David Jackman, veteran preacher and President of The Proclamation Trust in London, England, made this statement last week in a preaching lecture in Chicago: “Life transformation takes time. So preach over the long haul. You are a long distance runner.”

I needed to hear this statement because I’m prone to impatience! I can get impatient with the people to whom I preach. Why don’t they get it?! Why are they still the same old bunch that they were last week or last month or last year? But this line of thinking doesn’t stop with my congregation. It invariably leads to impatience with myself! What’s wrong with my preaching? What must I do differently? The lack of response must be my fault!

Now I’m not suggesting that preachers avoid rigorous self-evaluation. I’m on a life-long quest to improve my preaching for the glory of God and the good of His people. But I cross the line from healthy critique to unhealthy blame when I forget that life-transformation takes time.

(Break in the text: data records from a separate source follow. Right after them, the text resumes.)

Issue #437, opened 2015-12-04
Add isMobile constant


sbrunner:
Or whatever mechanism to be able in a directive to know on witch context we are

PR #441, opened 2015-12-04
Add isMobile value

sbrunner:
fix: #437

### DIFF
--- a/contribs/gmf/apps/mobile/js/mobile.js
+++ b/contribs/gmf/apps/mobile/js/mobile.js
@@ -24,6 +24,9 @@ goog.require('ol.layer.Tile');
 goog.require('ol.source.OSM');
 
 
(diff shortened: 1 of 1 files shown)


contribs/gmf/apps/mobile/js/mobile.js
```diff
@@ -24,6 +24,9 @@ goog.require('ol.layer.Tile');
 goog.require('ol.source.OSM');
 
 
+gmfModule.value('isMobile', true);
```
gberaudo: Is the value constant? In this case you may call `gmfModule.constant()` instead.

sbrunner: Thanks, fixed :-)

gberaudo:
LGTM

sbrunner:
Thanks :-)

PR #448, opened 2015-12-08
Standardise template cache

### LINKED ISSUE #425: Template cache URL...
The template cache URL building should be better

Actually in the template cache we have url like:
`../src/directives/partials/*.html`
`../contribs/gmf/src/directives/partials/*.html`

That work for example in `src/examples` but for for example in `contribs/gmf/examples` and in `contribs/gmf/apps/mobile`.
And in all example we need to add something like:
```js
// Use the default "scale selector" template.
app.module.value('ngeoScaleselectorTemplateUrl',
    '../src/directives/partials/scaleselector.html');
```

I think that should be auto-generated.

For the first issue we can build tree different template cache and for the second we should have something that will build automatically the `*TemplateUrl`.

sbrunner:
fix #425

### DIFF
--- a/contribs/gmf/apps/mobile/js/mobile.js
+++ b/contribs/gmf/apps/mobile/js/mobile.js
@@ -140,4 +140,4 @@ app.MobileController.prototype.rightNavIsVisible = function() {
 };
 
 
-app.module.controller('MobileController', app.MobileController);
+appModule.controller('MobileController', app.MobileController);
--- a/examples/layertree.js
+++ b/examples/layertree.js
@@ -25,11 +25,6 @@ var app = {};
 app.module = angular.module('app', ['ngeo']);
 
 
-// Use the default "popup" template.
-app.module.value('ngeoPopupTemplateUrl',
-    '../src/directives/partials/popup.html');
-
-
 /**
  * An application-specific directive wrapping the ngeo tree layer directive.
  * The directive includes a controller defining the tree tree.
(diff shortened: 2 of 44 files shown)


contribs/gmf/apps/mobile/js/mobile.js
```diff
@@ -140,4 +140,4 @@ app.MobileController.prototype.rightNavIsVisible = function() {
 };
 
 
-app.module.controller('MobileController', app.MobileController);
+appModule.controller('MobileController', app.MobileController);
```
fgravin: why ?

sbrunner: To be the same as in ngeo and gmf :-)
see: https://github.com/camptocamp/ngeo/pull/448/files#diff-c72fa8a7df6c1c2a1cf6b46a1eaca607L14

fgravin:
Looks globally good, add the same principle for gmf examples, as discussed.
Thanks for the work.

sbrunner:
Done :-)

examples/layertree.js
```diff
@@ -25,11 +25,6 @@ var app = {};
 app.module = angular.module('app', ['ngeo']);
 
 
-// Use the default "popup" template.
-app.module.value('ngeoPopupTemplateUrl',
```
fgravin: Is the https://github.com/camptocamp/ngeo/blob/master/examples/partials/layertree.html not used anymore then ?

fgravin: forget it, it was just that before the override of this value was useless cause it's passed trhough attributes

PR #452, opened 2015-12-08
Fix less imports

sbrunner:
I have to split the `mobile.less` in two parts because `less.js` creates the links from the first included less file.


sbrunner:
Visible at: http://camptocamp.github.io/ngeo/fix-less/examples/contribs/gmf/apps/mobile/index.html

fgravin:
Maybe `build.less` is not very relevant for name, what do you think ?

sbrunner:
I don't know, do you have a better purpose?
`for_build.less`?

fgravin:
Ok nevermind i don't think we can get any better.
It is good for me, you can merge.

sbrunner:
Thanks @fgravin

PR #460, opened 2015-12-09
Add link to AngularJS documentation on AngularJS objects

ger-benjamin:
Example: http://ger-benjamin.github.io/ngeo/master/apidoc/gmf.MapController.html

Why don’t I get this? Perhaps it’s because God sometimes bring dramatic, instantaneous change in listeners’ lives. Sometimes. But these “sometimes” raise my expectations that God will do this almost every time. Yet that is not God’s usual way of working. As Richard Mouw claimed in a sermon a couple decades ago, we need to hear more about the slowness of God. God has the power create and change things instantly. But from our vantage point in the unfolding drama of redemption, it appears that God takes his time. Sanctification is a slow process. It happens over the long-haul. So behind my impatience with my listeners, myself, and the process of preaching is impatience with God. Lord, have mercy on this impatient preacher!

I still pray that this Sunday will be the moment in someone’s life – or in a number of lives – when striking transformation occurs. But whether it happens or not, or whether I see it or not, I need to stay the course and do my best to proclaim God’s word over the long haul. May God grant you the grace and perseverance to do the same.